### Task to carry out
Check each line of the data below for the word "missed", then extract the ones that have it.

### Data excerpts

PR #524, opened 2019-01-10
Changes intended to allow "burst emission" of particles.

### LINKED ISSUE #340: Feature request: Particle "burst emission"
There are cases in which it's handy to be able to generate a "burst" of particles, potentially more than one in a given frame. Think of weapons-fire impacts; for multiple in a frame, imagine a hit-scan shotgun.

To my mind, the obvious approach to handling this is to have a "template" particle effect, and to simply have it emit briefly at each of the desired points.

Panda's particle system doesn't currently support this (as far as I'm aware). There is at least one workarounds (using "softstop" and a "doMethodLater" call, I think it was), but it's awkward, and seems unlikely to work for multiple "bursts" per frame.

What I suggest, then, is a new method in ParticleEffect. This would take a position parameter, and for each system in the effect, create a single "litter" of particles placed relative to that point. Ideally, multiple calls in a single frame would create multiple "litters".

What do you think?

ArsThaumaturgis:
These changes should, hopefully, allow the developer to spawn particles in a single "burst"--and multiple times per frame, if called for. This may be useful in cases in which an effect is intended to be brief and potentially-repeated, such as weapon impacts, explosions, fireworks, and the like.

I re-created these changes from my previous commit, so I hope that I didn't miss anything. ^^;

Fixes #340


Moguri:
@rdb any issues with these changes? They seem pretty small and safe to me.

ArsThaumaturgis:
Honestly, I don't recall right now. I just vaguely recall that I had some specific reason for putting it in--it wasn't my first instinct, and I think that I did find it a bit clunky, but saw no better solution to whatever the problem was at the time. :/

I do seem to recall that calling "start" alone didn't work; setting the system up with "softStop" was important to getting burst emission to function, I seem to think.

Ah, here--I found this by digging back to my original feature request: https://github.com/panda3d/panda3d/issues/340#issuecomment-399717867

It looks like I was likely concerned about potentially repeating the reparenting step multiple times per frame (i.e. if multiple bursts are generated per frame). It seems that I felt that it was more lightweight to just set everything up once, then just birth litters when emitting bursts.

ArsThaumaturgis:
Just to check: Is there anything more that you want from my end? Is the above explanation sufficient?

(I do realise that you're likely busy, and may simply have not gotten around to returning to this. I primarily want to check that this isn't quiet again because you're waiting for more from me!)

ArsThaumaturgis:
> Firstly, the method is named for something specific that actually does something very generic ...

That's fair; I'm quite open to renaming it to something like "birth_litter"/"birthLitter".

> ... and on top of that a behaviour which is already implemented by other methods. Is there a good reason why people can't use `start()` and `softStop()` themselves if they need?

Consider the following scenario: you're making a first-person shooter, and you've implemented a shotgun weapon. This weapon uses several scattered ray-casts, done in a single frame, to determine where the pellets have hit. You then want to put a burst of particles at each impact-point. How would you implement those particle-bursts with the current methods?

Perhaps a better approach has been subsequently found, but from what I recall, creating bursts of particles in Panda's particle system has always been rather unwieldy, and ill-suited to the sort of situation that I described above.

(And I may be mistaken, but I seem to recall that the workaround for particle-bursts didn't respond well to being moved multiple times within a single frame. The burst-emission mode in this pull-request does respond well to that, as I recall.)

> What should be the interaction between softStart/softStop and burst emission?
>  I think the easiest behaviour to understand is that softStart() doesn't stop until you call softStop()

That's the thing: burst-emission is more or less the inverse of this behaviour.

What I'd imagine is that softStart/softStop are geared towards a streaming emission from a single source; perhaps there are interruptions, but not on the time-scale of a single frame. A good example might be a smoke signal, interrupted at intervals to create a message.

Burst emission, on the other hand, would be geared towards situations in which the default state of the particle system is that it's _not_ emitting, but in which one might want a sudden burst of particles at some arbitrary moment and location (or set of locations). Again, think of impact-sparks from gunfire.

> Furthermore, the Python method that doesn't match the C++ method even though this is generally the norm for this class

Hmm... The Python method is in a class that doesn't reflect a C++ class, if I'm reading the code correctly. (I may not be--it's been a while, and I am a little tired.) The "ParticleEffect" class inherits from NodePath.

However, that said, I do think that it might be clearer if the "emitBurst" method were renamed to something like "birthLitter", as mentioned above!

> There's also no snake-case alias for the method added to the bottom.

You're quite right!

Hmm... I don't see those in the "ParticleEffect.py" file from this pull request, unlike the version from the main repository, meaning that my version here is somewhat behind. Should I just add a snake-case alias for the methods added here (once we've settled on their naming, and presuming that we do go ahead with this pull request at all), and leave merging to you, or should I perhaps start the pull-request anew...?

> Unit tests would be appreciated.

Indeed! I think that this pull request is from before I was aware of the desire for such tests. If we do decide to go forward with "burst emission" (under whatever name), I can add those in, I daresay.

rdb:
Sorry for not being clear; the first part of my question was about the prepareForBurstEmission method, rather than the emitBurst method (which is fine, but renaming it to birthLitter is maybe better).  Certainly I'm not questioning the existence of the latter, but rather that of the former.

ArsThaumaturgis:
Aaah, I see!

Right, and indeed, looking back at that method I do wonder whether it's the way to go. It does have the benefit of providing a single-method initialisation that readies the particle effect for burst-emission--without such a method, burst-emission might not work as one might be inclined to expect. At the least some degree of explanation would be called for regarding how to get burst-emission working properly.

But on the other hand, if we rename the "emitBurst" method to "birthLitter", then it might not carry the same expectations, and thus it might be more reasonable to expect that devs would think that some basic initialisation is called for ahead of using it.

(By the way, perhaps better still than "birthLitter" might be something like "forceLitterBirth", so that it's clear that this isn't involved in the standard operation of particle emission.)

From here I'm somewhat speculating: it's been a while since I wrote the method in question. That said:

As to using "enable" rather than "softStart", I _think_ that the reason for that may have been to prevent the particle-effect from emitting any particles before actually called upon to emit a burst. But "enable" doesn't allow one to set the parent or render-parent--hence doing so manually in the method.

I'm really not sure of why "softStop" was called for--perhaps so that the birth-rate is set...?

Hmm... Perhaps I should copy these changes to my own machine and mess with them a bit, to see why "softStop" was called for. I'm going to want them if I'm to write unit-tests, in any case!

ArsThaumaturgis:
All right, based on some experimentation:
 - Whether I use "start" or "enable", the particle system begins emitting immediately. Thus "softStop" is required to prevent that.
 - It looks like the initialisation for burst-emission can be reduced to simply the following:
```python
effect.start(render, render)
effect.softStop()
```
In short, you were quite correct in your earlier critique!

(It's possible that I've missed some case in which doing only that would result in unwanted particle-births. I don't _think_ so, based on my experiments and my understanding of the particle system, at least.)

If I'm right, then we can probably just drop the dedicated initialisation method and expect users to just run the two lines of code above.

All that said, I've now renamed "emitBurst" to "forceLitterBirth", and added a snake-case version at the bottom of the class. I've also implemented a short unit-test. All of this should be in the updated pull-request, I believe!

NathanX-S:
Adding a keyword argument to stop might be a better solution then adding another function altogether.

ArsThaumaturgis:
> Adding a keyword argument to stop might be a better solution then adding another function altogether.

Are you referring to initialisation, or to the "forceLitterBirth" method?

Either way, how would a keyword argument to the "stop" method help?

If you're referring to initialisation, I could see the addition of a keyword argument to the "start" method, which would obviate the call to "softStop" (likely by just doing it internally).

NathanX-S:
I'm referring to replacing softStop with just a keyword argument in stop.

ArsThaumaturgis:
> I'm referring to replacing softStop with just a keyword argument in stop.

Ah, I see. Replacing "softStop" is a bit out of the scope of this pull request however, I feel. And it wouldn't change the initialisation code--either way, the user would be calling two methods.

(Just in case it's a point of confusion, let me note for clarity that "softStop" isn't a method of my own; it already exists in the engine.)

NathanX-S:
Ah my bad, didn't think softSpot was in-engine.

ArsThaumaturgis:
> Ah my bad, didn't think softSpot was in-engine.

Fair enough, and not a problem! ^_^

ArsThaumaturgis:
A quick question, if I may: Has a release been decided upon for this to be included into? I see that it's in the "master" branch, but not yet in the "1.10.x" branch, and I don't see another release-related branch to check.

(I took a quick look over the thread, but didn't see any mention of this. However, my apologies if I simply missed it!)

rdb:
@ArsThaumaturgis It is going in 1.11 by default (it's in master, and the 1.11 release branch will be branched off from master).  Do you need it to be in an earlier release?

ArsThaumaturgis:
> It is going in 1.11 by default (it's in master, and the 1.11 release branch will be branched off from master).

Ah, I see! Fair enough, then!



> Do you need it to be in an earlier release?

Hmm... At the time of my previous comment, I would have wanted it so, I think--but the project that if I recall correctly called for it (a little first-person shooter side-project) has been somewhat shelved for the moment.

So no, I think that I'll be fine without as things stand.

Thank you for answering! And indeed, it's good to know that it's set for 1.11. ^_^

rdb:
All right, thanks.  In general, changing access modifiers of a method changes the ABI, which we can't do in a minor release, so we'd have to think of some creative solution (like adding a new method) if we wanted to to get this in 1.10.x.

ArsThaumaturgis:
That's very fair, indeed.

PR #525, opened 2019-01-10
1.10.0 release readme update

montreal91:


montreal91:
@rdb, I can fix it tomorrow.

PR #530, opened 2019-01-11
readme: Add fakeroot into Linux build command

darktohka:
fakeroot is required to build the .deb package for Panda3D, but it is not installed by default on Debian systems. Therefore, it should be part of the dependency install command in the README.


rdb:
Thanks, merged into `release/1.10.x`.

PR #536, opened 2019-01-13
Fix an instance where a macOS window will stick around when trying to have it destroyed.

### LINKED ISSUE #534: OSX Cocoa window doesn't close on destroy()
Minimal example on OSX 10.14.1, Python 3.7.2, Panda3d 1.10.0:

```python
from direct.showbase.ShowBase import *
from time import *

base = ShowBase()
base.destroy()
sleep(5)
```

The expected behaviour - and the behaviour I see on my Linux box - is that a window appears momentarily, and then the process exits five seconds later. On OSX though, the window hangs around until the process exits five seconds later.

Here's a [log file](https://github.com/panda3d/panda3d/files/2751988/logs.txt) generated by this script:

```python

from panda3d.core import *
loadPrcFileData("", "notify-level spam")

from direct.showbase.ShowBase import *
from time import *

base = ShowBase()
print('Destroying...')
base.destroy()
print('Destroyed. Sleeping.')
sleep(5)
```

For context, my original problem is that I'd like to launch multiple, successive `ShowBase` from an interactive console. Having a blank display window hanging around isn't a showstopper, but it is a bit annoying.

treamology:
This commit also removes an extraneous call to [_window setReleasedWhenClosed], which is already set in cocoaPandaWindow's init method. Fixes #534.

### DIFF
--- a/panda/src/cocoadisplay/cocoaGraphicsWindow.mm
+++ b/panda/src/cocoadisplay/cocoaGraphicsWindow.mm
@@ -711,8 +711,11 @@ close_window() {
   }
 
   if (_window != nil) {
-    [_window setReleasedWhenClosed: YES];
     [_window close];
+    
+    // Process events once more so any pending NSEvents are cleared. Not doing
+    // this causes the window to stick around after calling [_window close].
+    process_events();
     _window = nil;
   }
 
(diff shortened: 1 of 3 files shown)


rdb:
Great, thanks!  But does this cause the window delegate to receive the close event, invoke the close request handler, and cause `GraphicsWIndow::close_window()` to be called twice?

treamology:
That does indeed happen, though it was already happening before this change. I can go ahead and fix that as well and just push it to this PR.

rdb:
Before I merge this, can someone confirm that this change does not break when using the multithreaded render pipeline?

Moguri:
Is there someone we can poke to test the multithreaded render pipeline with this change? It would be nice to close out #534.

treamology:
Apologies for the delay on this. It seems to work, and by that I mean nothing explodes and the threads are properly deleted when destroying `ShowBase`.

Issue #506, opened 2019-01-04
EggLoader: Box collision surfaces with non-global axes imported incorrectly


PointSource-xx:
When creating collision geometry from an EggGroup (eggLoader.cxx, method `EggLoader::make_node()`), the code calls `make_collision_solids()`, then transform the solids into local space with
`node->xform(LCAST(PN_stdfloat, egg_group->get_vertex_to_node()));`
In the case of geometry that has non-global axes, the transform should be performed first before calculating the solids.

In my case, Box collision surfaces were created with incorrect dimensions due to the rotation that was applied to them. I suspect this may also be the case for other solids, but haven't tested them.

[simpleBox_collideAttr_30deg.zip](https://github.com/panda3d/panda3d/files/2726044/simpleBox_collideAttr_30deg.zip)
egg file

![boxmodel](https://user-images.githubusercontent.com/3308510/50674409-fa8c3000-1020-11e9-9d89-b932d1c8d6ed.png)
screenshot of file with `show()` called on CollisionNode, and `keep` flag on the Collide group attribute.

[makebox_localcoords.patch.txt](https://github.com/panda3d/panda3d/files/2726045/makebox_localcoords.patch.txt)
Workaround patch for `make_box()`

rdb:
Sorry, I didn't notice there was a patch attached.  Could you file this as a pull request, and fix this to conform to coding style (space between `//` and comment, `snake_case` for variable names)?  Thanks!

PR #549, opened 2019-02-06
EggLoader: correctly import collision surfaces with non-global axes

PointSource-xx:
When creating solids from egg collision group, convert all vertices into local space before calculating the collision solids, otherwise solids with non-global axes and other transforms will be imported incorrectly. Fixes panda3d/panda3d#506

### DIFF
--- a/panda/src/egg2pg/eggLoader.cxx
+++ b/panda/src/egg2pg/eggLoader.cxx
@@ -96,6 +96,7 @@
 #include "uvScrollNode.h"
 #include "textureStagePool.h"
 #include "cmath.h"
+#include "lmatrix.h"
 
 #include <ctype.h>
 #include <algorithm>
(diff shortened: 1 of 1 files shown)


rdb:
Looks like your change broke the double-precision build.  You probably should use `LCAST(PN_stdfloat, ...)` instead of `cast_to_float(...)`.

PointSource-xx:
Changes made, checks now passing.

PointSource-xx:
left an errant #include, oops.

rdb:
Upon looking further at this, I'm actually not a big fan of transforming the entire group back and forth, and then leaving a transform on the resulting node.  I've checked in a fix based on your original patch in 4f94b3aa0ed9535d51e4112294c4927f300576ac (using a hack to make it work in 1.10 without breaking the ABI; I'll remove the hack when it lands on master).

PR #553, opened 2019-02-08
fixed an issue that prevented saving with Python 3

### LINKED ISSUE #543: [Particle Panel UI Bug] Cannot Save File
OS: Linux Ubuntu 18.04
Python Version: 3.6

This happens when you try to save a file after entering the file name and clicking on the save button:

> TypeError Exception in Tk callback
>   Function: <bound method ParticlePanel.saveParticleEffectToFile of <direct.tkpanels.ParticlePanel.ParticlePanel object at 0x7fdf810b0668>> (type: <class 'method'>)
>   Args: ()
> Traceback (innermost last):
>   File "/usr/local/lib/python3.6/dist-packages/Pmw/Pmw_2_0_1/lib/PmwBase.py", line 1776, in __call__
>     return self.func(*args)
>   File "/home/ibispi/.local/lib/python3.6/site-packages/direct/tkpanels/ParticlePanel.py", line 1295, in saveParticleEffectToFile
>     self.particleEffect.saveConfig(Filename(particleFilename))
>   File "/home/ibispi/.local/lib/python3.6/site-packages/direct/particles/ParticleEffect.py", line 168, in saveConfig
>     f.write('\n')
> TypeError: a bytes-like object is required, not 'str'

The file is created with the proper name but is completely blank, nothing is saved.

tcdude:
Since in Python 3 `str == bytes` no longer holds true, I modified
the source to adopt byte-like encoding for everything that gets
written to files.
Due to how the components of particle_panel have been designed,
I used something a little "hacky" to enable both writing to sys.stdout 
and to a file with the same method.

Resolves #543

### DIFF
--- a/direct/src/particles/ParticleEffect.py
+++ b/direct/src/particles/ParticleEffect.py
@@ -163,44 +163,41 @@ class ParticleEffect(NodePath):
 
     def saveConfig(self, filename):
         filename = Filename(filename)
-        f = open(filename.toOsSpecific(), 'wb')
-        # Add a blank line
-        f.write('\n')
+        with open(filename.toOsSpecific(), 'w') as f:
+          # Add a blank line
+          f.write('\n')
 
-        # Make sure we start with a clean slate
-        f.write('self.reset()\n')
+          # Make sure we start with a clean slate
+          f.write('self.reset()\n')
 
-        pos = self.getPos()
-        hpr = self.getHpr()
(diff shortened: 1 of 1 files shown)


tcdude:
Ok, modified to using text file for writing instead of the other *hack*.

Tested in Python 2.7 and 3.6 on Ubuntu 18.10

######

### Output below
(It's possible that I've missed some case in which doing only that would result in unwanted particle-births. I don't _think_ so, based on my experiments and my understanding of the particle system, at least.)
(I took a quick look over the thread, but didn't see any mention of this. However, my apologies if I simply missed it!)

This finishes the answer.